L’universo sarebbe cioè uno dei mille possibili ma anche l’unico in grado di farci vivere?

«Se dice mille per indicare un numero molto più grande, sì. Ma per farle capire di che cosa stiamo parlando le chiedo di immaginare di entrare in una stanza e trovare 400 monete su un tavolo, tutte con la “testa” in su. Penserebbe mai che siano state lanciate a caso? Ovviamente no. Le probabilità sarebbero infinitesimeMa le stesse che ha il nostro universo di avere parametri fisici come quelli che possiede. Viviamo quindi in un universo molto improbabile. E per spiegarlo abbiamo due vie.
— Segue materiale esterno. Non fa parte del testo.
PR #441, opened 2020-01-15
These hooks were outdated

bh2smith:
Will attempt to give these a try before requesting review.

**Test Plan:**

Run commands
```sh
cp hooks/pre-* .git/hooks/
chmod +x .git/hooks/pre-commit
chmod +x .git/hooks/pre-push
```

Then try to commit and push some bad (unlinted, unformated code).

### DIFF
--- a/hooks/pre-commit
+++ b/hooks/pre-commit
@@ -8,8 +8,7 @@ PASS=true
 if [[ ("$STAGED_RS_FILES" != "") ]]; then
     printf "\nValidating Rust:\n"
 
-    cd driver
-    cargo clippy -- -D warnings
+    cargo clippy --all --all-targets -- -D warnings
 
     if [[ "$?" == 0 ]]; then
       printf "\t\033[32mcargo clippy Passed: $FILE\033[0m"
@@ -17,12 +16,24 @@ if [[ ("$STAGED_RS_FILES" != "") ]]; then
       printf "\t\033[41mcargo clippy Failed: $FILE\033[0m"
       PASS=false
     fi
-    cd ..
+
+    cargo fmt --all -- --check
+
+    if [[ "$?" == 0 ]]; then
+      printf "\t\033[32mcargo fmt Passed: $FILE\033[0m"
+    else
+      printf "\t\033[41mcargo fmt Failed: $FILE\033[0m"
+      PASS=false
+    fi
+
 
     printf "\nRust validation completed!\n"
 else
     printf "\nNo rust files touched, skipping validation\n"
 fi
+
+
+
 
 if ! $PASS; then
   printf "\033[41mCOMMIT FAILED:\033[0m Your commit contains files that should pass Linting but do not. Please fix the errors and try again.\n"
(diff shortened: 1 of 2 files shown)


hooks/pre-commit
```diff
@@ -8,22 +8,33 @@ PASS=true
...
+
 
     printf "\nRust validation completed!\n"
 else
     printf "\nNo rust files touched, skipping validation\n"
 fi
 
+
+
+
```
nlordell: nit: useless whitespace.

hooks/pre-commit
```diff
@@ -8,22 +8,33 @@ PASS=true
...
+    cargo fmt --all -- --check
+
+    if [[ "$?" == 0 ]]; then
+      printf "\t\033[32mcargo fmt Passed:\033[0m"
+    else
+      printf "\t\033[41mcargo fmt Failed: \033[0m Try running cargo fmt"
+      PASS=false
+    fi
+
```
nlordell: nit: extra newline.

hooks/pre-commit
```diff
@@ -8,22 +8,33 @@ PASS=true
...
-    cd driver
-    cargo clippy -- -D warnings
+    cargo clippy --all --all-targets -- -D warnings
 
     if [[ "$?" == 0 ]]; then
-      printf "\t\033[32mcargo clippy Passed: $FILE\033[0m"
+      printf "\t\033[32mcargo clippy Passed:\033[0m"
     else
-      printf "\t\033[41mcargo clippy Failed: $FILE\033[0m"
+      printf "\t\033[41mcargo clippy Failed: \033[0m Try running cargo clippy"
```
nlordell: ubernit: can you quote the command so that its clear what you are supposed to run. Also I would add the `--all --all-targets` so that its more clear what the exact command that failed is.

hooks/pre-commit
```diff
@@ -8,22 +8,33 @@ PASS=true
...
       PASS=false
     fi
-    cd ..
+
+    cargo fmt --all -- --check
+
+    if [[ "$?" == 0 ]]; then
+      printf "\t\033[32mcargo fmt Passed:\033[0m"
+    else
+      printf "\t\033[41mcargo fmt Failed: \033[0m Try running cargo fmt"
```
nlordell: ubernit: the command should be quoted.

hooks/pre-push
```diff
@@ -6,7 +6,6 @@ PASS=true
 
 if [[ ("$CHANGED_RS_FILES" != "") ]]; then
     echo 'Running cargo test'
-    cd driver
     cargo test
```
nlordell: should this maybe be `cargo test --all`?

bh2smith: In that case maybe we should specify what to test here. Why would all pick up the e2e tests and not without?

nlordell: `cargo test` runs only tests for the default crate members (see [here](https://github.com/gnosis/dex-services/blob/master/Cargo.toml#L8)). I think we want to run `cargo test` for the driver, listener and dfusion rust core unit tests.

PR #442, opened 2020-01-15
Enable rust e2e test for rinkeby

fleupold:
The fact that https://github.com/gnosis/dex-services/pull/420 made it into master is mainly caused by the fact that our rinkeby e2e tests were not correctly functioning.

We were matching case sensitively on "ERROR" which in a recent logging refactoring changed into "ERRO".

Instead of fixing up the legacy e2e test (which is turning out to have other problems such as not waiting for confirmations etc.) I'm replacing it with the new rust based e2e test.

I tried to see if there is a more generic way to filter errors (e.g. by looking at STDERR but that doesn't seem to be possible with docker-compose logs).

### Test Plan

- rebase this PR on top of 2a3385b6e3d9d4d713e456efe0385ac0c5413aeb
- run `docker-compose -f docker-compose.yml -f docker-compose.rin
keby.yml up stablex`
- run `cargo test -p e2e rinkeby -- --nocapture`

See e2e test failing.


nlordell:
Baller!

.travis.yml
```diff
@@ -128,7 +131,7 @@ matrix:
         - (cd dex-contracts && yarn --frozen-lockfile && yarn run prepack)
       script:
         - docker-compose -f docker-compose.yml -f docker-compose.rinkeby.yml -f docker-compose.binary.yml up -d stablex
-        - ./test/e2e-tests-stablex-rinkeby.sh
+        - cargo test -p e2e rinkeby -- --nocapture
```
bh2smith: What is the -p

Does this have something to do with private key?

nlordell: `-p` for `--package`, as in the crate to test. All the e2e tests are part of the `e2e` crate.

fleupold:
> I don't understand how one can checkout a different commit and then run the test plan.

You are right that you need to rebase this PR on top of the old commit. Updated the test plan

fleupold:
The problem is that we cannot merge this until rinkeby stops producing errors (currently there are a lot of utility overflow messages). We might have to "filter out" known errors for the time being.

.travis.yml
bh2smith: Given that the test function itself is called `test_rinkeby` and we are calling `rinkeby`, is this cargo test doing some sort of string matching?

fleupold: Yes, it's pattern matching the string with the test names, cf. https://doc.rust-lang.org/rust-by-example/cargo/test.html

O poniamo che qualcuno – Dio – abbia messo tutte le monete a faccia in su sul tavolo seguendo un design precostituito. Oppure accettiamo l’alternativa probabilistica: un numero di stanze così enorme, che in ognuna di queste le monete siano state gettate in aria. Prima o poi ne troverai una con le 400 monete tutte rivolte nella stessa direzione».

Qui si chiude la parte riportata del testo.